::: Task input :::

PR #256, opened 2022-06-15
Sanitize file URLs

OzTK:
The current behaviour is creating a bad file url when the `path` is set to the root:
```js
    server.datastore = new tus.FileStore({
      path: '/'
    })
```
results in a URL of the form `http://localhost//12334456`

This sanitizes the constructed url when posting the download so that it results in a valid URL for the created file. Trimming was added as well.


Murderlon:
Thanks for the PR! But this will be superseded by #322

Issue #260, opened 2022-06-21
termination extension


mitjap:
FileStore does not properly report to client that 'termination' extension is supported as required by the protocol.

> If this extension is supported by the Server, it MUST be announced by adding termination to the Tus-Extension header.

mitjap:
Closed by #261

PR #261, opened 2022-06-21
announce to client that FileStore supports termination extension

mitjap:
This PR solves issue reported in #260.

### DIFF
--- a/lib/stores/DataStore.js
+++ b/lib/stores/DataStore.js
@@ -42,6 +42,10 @@ class DataStore extends EventEmitter {
         this._extensions = extensions_array;
     }
 
+    hasExtension(extension) {
+        return this._extensions.indexOf(extension) !== -1;
+    }
+
     /**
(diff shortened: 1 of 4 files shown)


mitjap:
I would further add checks to install DELETE request handlers ONLY if `termination` extension is supported. Current implementation falls back to `DataStores`'s implementation of delete which always succeeds. 

I guess this would be for another PR?

```
if (store.hasExtension('creation') || store.hasExtension('concatenation')) {
    this.handlers.POST = new PostHandler(store);
}

if (store.hasExtension('termination')) {
    this.handlers.DELETE = new DeleteHandler(store);
}
```

Murderlon (approved):

Murderlon:
> I would further add checks to install DELETE request handlers ONLY if `termination` extension is supported. Current implementation falls back to `DataStores`'s implementation of delete which always succeeds.
> 
> I guess this would be for another PR?

That would be nice as well.

PR #262, opened 2022-06-22
Reject partial upload if concatenation extension is not supported

mitjap:
Server returns error 400 and obvious error message if client wants to use concatenation extension when it is not supported.

### DIFF
--- a/lib/handlers/PostHandler.js
+++ b/lib/handlers/PostHandler.js
@@ -16,7 +16,7 @@ class PostHandler extends BaseHandler {
      */
     send(req, res) {
         if ('upload-concat' in req.headers && !this.store.hasExtension('concatentation')) {
-            return Promise.resolve(super.send(res, 400, {}, 'Concatenation extension is not supported'));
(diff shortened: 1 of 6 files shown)


lib/handlers/PostHandler.js
```diff
@@ -15,6 +15,10 @@ class PostHandler extends BaseHandler {
      * @return {function}
      */
     send(req, res) {
+        if ('upload-concat' in req.headers && !this.store.hasExtension('concatentation')) {
+            return Promise.resolve(super.send(res, 400, {}, 'Concatenation extension is not supported'));
```
Murderlon, line 19: I think the extra hint on how to fix it is helpful
```suggestion
            return Promise.resolve(super.send(res, 400, {}, 'Concatenation extension is not (yet) supported. Disable parallel uploads in the tus client. '));
```

Murderlon (commented):
I still think `501` (not implemented) is more appropriate than `400` (bad request). When I get a bad request, I'm more inclined to think the issue is on the client, and thus file an issue with tus-js-client fo instance. The client may have it perfectly implemented it but the server isn't ready for it yet. We should 'blame' the server with a server error response.

orshih6:
hello, parallel request not working.

PR #269, opened 2022-07-12
Correctly throw error in S3 store and check for file ID in GCSDataStore

mitjap:
Errors in S3 store are not throw correctly. `PostHandler` can properly handle errors that have `status_code` properties. If error object is encapsulated in `Error` class then such error can not be properly handled.

This PR also fixes some tests that did not work at all.

### DIFF
--- a/test/Test-Stores.shared.js
+++ b/test/Test-Stores.shared.js
@@ -1,4 +1,5 @@
 const assert = require('assert')
+const should = require('should');
 const sinon = require('sinon')
 const fs = require('fs')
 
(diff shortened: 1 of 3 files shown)


test/Test-Stores.shared.js
```diff
@@ -1,4 +1,5 @@
 const assert = require('assert')
+const should = require('should');
```
mitjap, line 2: For some reason my test are failing without this `require`.

Murderlon (approved):

Murderlon:
Thank you!

PR #270, opened 2022-07-18
S3Store: fix broken upload with deferred length or without metadata

mitjap:
Fix broken upload with deferred length or without metadata using S3 datastore. This fix is already in #186. This PR will allow us to merge this sooner.


Murderlon (approved):
Thanks! I'll take a look at the bigger PR soon.

Murderlon:
Tests are green :)

PR #271, opened 2022-07-18
Try to fix GH Actions for PRs from forks again

Murderlon:
Unfortunately, #267 and #268 didn't fix it. Another attempt.


Murderlon:
Some tests fail but that should only happen because I touched the worlflow file (because it's going to try to run the version present on the base branch). Hoping this works in forks now.

PR #280, opened 2022-08-02
Fix actions checkout

Murderlon:


Murderlon:
Any change to the CI script will fail initially on the PR but will be reflected correctly in a new PR.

:::

▶ _Aim of the task_: The response has to match the data exactly, line for line.

▶ _Solution for this task_:
PR #256, opened 2022-06-15
Sanitize file URLs

OzTK:
The current behaviour is creating a bad file url when the `path` is set to the root:
```js
    server.datastore = new tus.FileStore({
      path: '/'
    })
```
results in a URL of the form `http://localhost//12334456`

This sanitizes the constructed url when posting the download so that it results in a valid URL for the created file. Trimming was added as well.


Murderlon:
Thanks for the PR! But this will be superseded by #322

Issue #260, opened 2022-06-21
termination extension


mitjap:
FileStore does not properly report to client that 'termination' extension is supported as required by the protocol.

> If this extension is supported by the Server, it MUST be announced by adding termination to the Tus-Extension header.

mitjap:
Closed by #261

PR #261, opened 2022-06-21
announce to client that FileStore supports termination extension

mitjap:
This PR solves issue reported in #260.

### DIFF
--- a/lib/stores/DataStore.js
+++ b/lib/stores/DataStore.js
@@ -42,6 +42,10 @@ class DataStore extends EventEmitter {
         this._extensions = extensions_array;
     }
 
+    hasExtension(extension) {
+        return this._extensions.indexOf(extension) !== -1;
+    }
+
     /**
(diff shortened: 1 of 4 files shown)


mitjap:
I would further add checks to install DELETE request handlers ONLY if `termination` extension is supported. Current implementation falls back to `DataStores`'s implementation of delete which always succeeds. 

I guess this would be for another PR?

```
if (store.hasExtension('creation') || store.hasExtension('concatenation')) {
    this.handlers.POST = new PostHandler(store);
}

if (store.hasExtension('termination')) {
    this.handlers.DELETE = new DeleteHandler(store);
}
```

Murderlon (approved):

Murderlon:
> I would further add checks to install DELETE request handlers ONLY if `termination` extension is supported. Current implementation falls back to `DataStores`'s implementation of delete which always succeeds.
> 
> I guess this would be for another PR?

That would be nice as well.

PR #262, opened 2022-06-22
Reject partial upload if concatenation extension is not supported

mitjap:
Server returns error 400 and obvious error message if client wants to use concatenation extension when it is not supported.

### DIFF
--- a/lib/handlers/PostHandler.js
+++ b/lib/handlers/PostHandler.js
@@ -16,7 +16,7 @@ class PostHandler extends BaseHandler {
      */
     send(req, res) {
         if ('upload-concat' in req.headers && !this.store.hasExtension('concatentation')) {
-            return Promise.resolve(super.send(res, 400, {}, 'Concatenation extension is not supported'));
(diff shortened: 1 of 6 files shown)


lib/handlers/PostHandler.js
```diff
@@ -15,6 +15,10 @@ class PostHandler extends BaseHandler {
      * @return {function}
      */
     send(req, res) {
+        if ('upload-concat' in req.headers && !this.store.hasExtension('concatentation')) {
+            return Promise.resolve(super.send(res, 400, {}, 'Concatenation extension is not supported'));
```
Murderlon, line 19: I think the extra hint on how to fix it is helpful
```suggestion
            return Promise.resolve(super.send(res, 400, {}, 'Concatenation extension is not (yet) supported. Disable parallel uploads in the tus client. '));
```

Murderlon (commented):
I still think `501` (not implemented) is more appropriate than `400` (bad request). When I get a bad request, I'm more inclined to think the issue is on the client, and thus file an issue with tus-js-client fo instance. The client may have it perfectly implemented it but the server isn't ready for it yet. We should 'blame' the server with a server error response.

orshih6:
hello, parallel request not working.

PR #269, opened 2022-07-12
Correctly throw error in S3 store and check for file ID in GCSDataStore

mitjap:
Errors in S3 store are not throw correctly. `PostHandler` can properly handle errors that have `status_code` properties. If error object is encapsulated in `Error` class then such error can not be properly handled.

This PR also fixes some tests that did not work at all.

### DIFF
--- a/test/Test-Stores.shared.js
+++ b/test/Test-Stores.shared.js
@@ -1,4 +1,5 @@
 const assert = require('assert')
+const should = require('should');
 const sinon = require('sinon')
 const fs = require('fs')
 
(diff shortened: 1 of 3 files shown)


test/Test-Stores.shared.js
```diff
@@ -1,4 +1,5 @@
 const assert = require('assert')
+const should = require('should');
```
mitjap, line 2: For some reason my test are failing without this `require`.

Murderlon (approved):

Murderlon:
Thank you!

PR #270, opened 2022-07-18
S3Store: fix broken upload with deferred length or without metadata

mitjap:
Fix broken upload with deferred length or without metadata using S3 datastore. This fix is already in #186. This PR will allow us to merge this sooner.


Murderlon (approved):
Thanks! I'll take a look at the bigger PR soon.

Murderlon:
Tests are green :)

PR #271, opened 2022-07-18
Try to fix GH Actions for PRs from forks again

Murderlon:
Unfortunately, #267 and #268 didn't fix it. Another attempt.


Murderlon:
Some tests fail but that should only happen because I touched the worlflow file (because it's going to try to run the version present on the base branch). Hoping this works in forks now.

PR #280, opened 2022-08-02
Fix actions checkout

Murderlon:


Murderlon:
Any change to the CI script will fail initially on the PR but will be reflected correctly in a new PR.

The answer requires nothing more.